Data integrity is very important to me, so ECC is a requirement.  That's why I got so excited by the MicroServer--it supports ECC memory and remote management for about $400!  Before I found it I was looking to build a system based on the Supermicro X8SIL-F.



> Will you be doing any local processing on the NAS (for example, MP3 encoding) or is it just simple file serving? The answer to this will affect your choice of CPU(s). Note that if you use the ZFS filesystem, there are guidelines for minimum memory size and CPU capacity. A hardware raid controller (3Ware, LSI 1068, etc., not the "soft RAID" found on some boards) will reduce CPU and memory requirements but trades off a higher cost for the controller card and perhaps reduced flexibility (do you need to go into the RAID card's BIOS to reconfigure the RAID set / rebuild a drive, etc.)?

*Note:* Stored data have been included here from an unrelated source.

PR #263, opened 2025-04-22
clean CRDs when uninstalling kagent

gossion:
This is implementation of https://github.com/kagent-dev/kagent/pull/252#discussion_r2051881145 to clean CRDs when uninstalling kagent.


gossion:
cc @EItanya

EItanya (approved):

Simple file serving, and I prefer software to hardware RAID.



> What will you do for backup, if anything? How will the backup device(s) attach?



I will back up with two methods:

I bought a second MicroServer on which I plan to run Linux with ext4.  My NAS will rsync to it nightly.
I will run CrashPlan which will back up snapshots every 15 minutes both to a cloud service and to my computer at work.



> I've been building my own FreeBSD-based NAS boxes for over 10 years now, after outgrowing various commercial products. My previous generation (6 years ago) was a 6TB rackmount system (3 RU). The replacements I just finished recently are 32TB in the same size, do 500Mbyte/sec disk I/O continuously for days, and have some serious CPU/memory behind them (dual E5520's w/ 48GB ECC RAM). I've spent a lot of time considering the issues I listed above, and for the most part didn't wind up with any hardware I didn't use, because I carefully went over each of my requirements before buying anything.



Impressive!



> Obviously, a smaller server like the one you're considering will require a lot less planning to come up with something that will suit your needs, but it is a good idea to at least consider these points, or you may wind up with something that isn't a good match to your requirements.



True enough.  Thanks for taking an interest and sharing your wisdom.


----------